#### Material provided
________________________

PR #430, opened 2024-10-17
[2.x] Fixed TypeScript Errors in React SSR Setup with Ziggy Props when Builds

akr4m:
This PR fixes TypeScript errors encountered during the SSR build process for React. Specifically, two errors were addressed:
1. `Spread types may only be created from object types` due to `page.props.ziggy` being of type `unknown`.
2. TypeScript type issue when trying to access `page.props.ziggy.location`.

The updated code includes `@ts-expect-error` directives to bypass the type errors temporarily and allow successful builds.

A screenshot of the errors is attached for reference.
image


akr4m:
I just tested it again.
The error is showing when I'm using `pnpm`.

Using `npm` if fine.

PR #431, opened 2024-10-23
fix(sanctum): add 127.0.0.1:3000 for proper API auth during local development with 127.0.0.1:3000

shahshaikat:
fix(sanctum): add 127.0.0.1:3000 for proper API auth during local development with 127.0.0.1:3000


shahshaikat:
After facing this issue multiple time just found a solution of a common issue with 127.0.0.1:3000 wasn't working for a simple bug.

PR #433, opened 2024-10-29
[2.x] Add frontend_url to App Config in API Stack

amdad121:
Some files in the project use app.frontend_url (e.g., [this search result](https://github.com/search?q=repo%3Alaravel%2Fbreeze+app.frontend_url&type=code)), but it was missing from the config/app.php file in the API stack. I have added the feature by including the frontend_url in the app config.


taylorotwell:
You can add it to your app if needed.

________________________

#### Task objective
Every line of the material must be returned exactly as it appears.

#### Reply to the task
PR #430, opened 2024-10-17
[2.x] Fixed TypeScript Errors in React SSR Setup with Ziggy Props when Builds

akr4m:
This PR fixes TypeScript errors encountered during the SSR build process for React. Specifically, two errors were addressed:
1. `Spread types may only be created from object types` due to `page.props.ziggy` being of type `unknown`.
2. TypeScript type issue when trying to access `page.props.ziggy.location`.

The updated code includes `@ts-expect-error` directives to bypass the type errors temporarily and allow successful builds.

A screenshot of the errors is attached for reference.
image


akr4m:
I just tested it again.
The error is showing when I'm using `pnpm`.

Using `npm` if fine.

PR #431, opened 2024-10-23
fix(sanctum): add 127.0.0.1:3000 for proper API auth during local development with 127.0.0.1:3000

shahshaikat:
fix(sanctum): add 127.0.0.1:3000 for proper API auth during local development with 127.0.0.1:3000


shahshaikat:
After facing this issue multiple time just found a solution of a common issue with 127.0.0.1:3000 wasn't working for a simple bug.

PR #433, opened 2024-10-29
[2.x] Add frontend_url to App Config in API Stack

amdad121:
Some files in the project use app.frontend_url (e.g., [this search result](https://github.com/search?q=repo%3Alaravel%2Fbreeze+app.frontend_url&type=code)), but it was missing from the config/app.php file in the API stack. I have added the feature by including the frontend_url in the app config.


taylorotwell:
You can add it to your app if needed.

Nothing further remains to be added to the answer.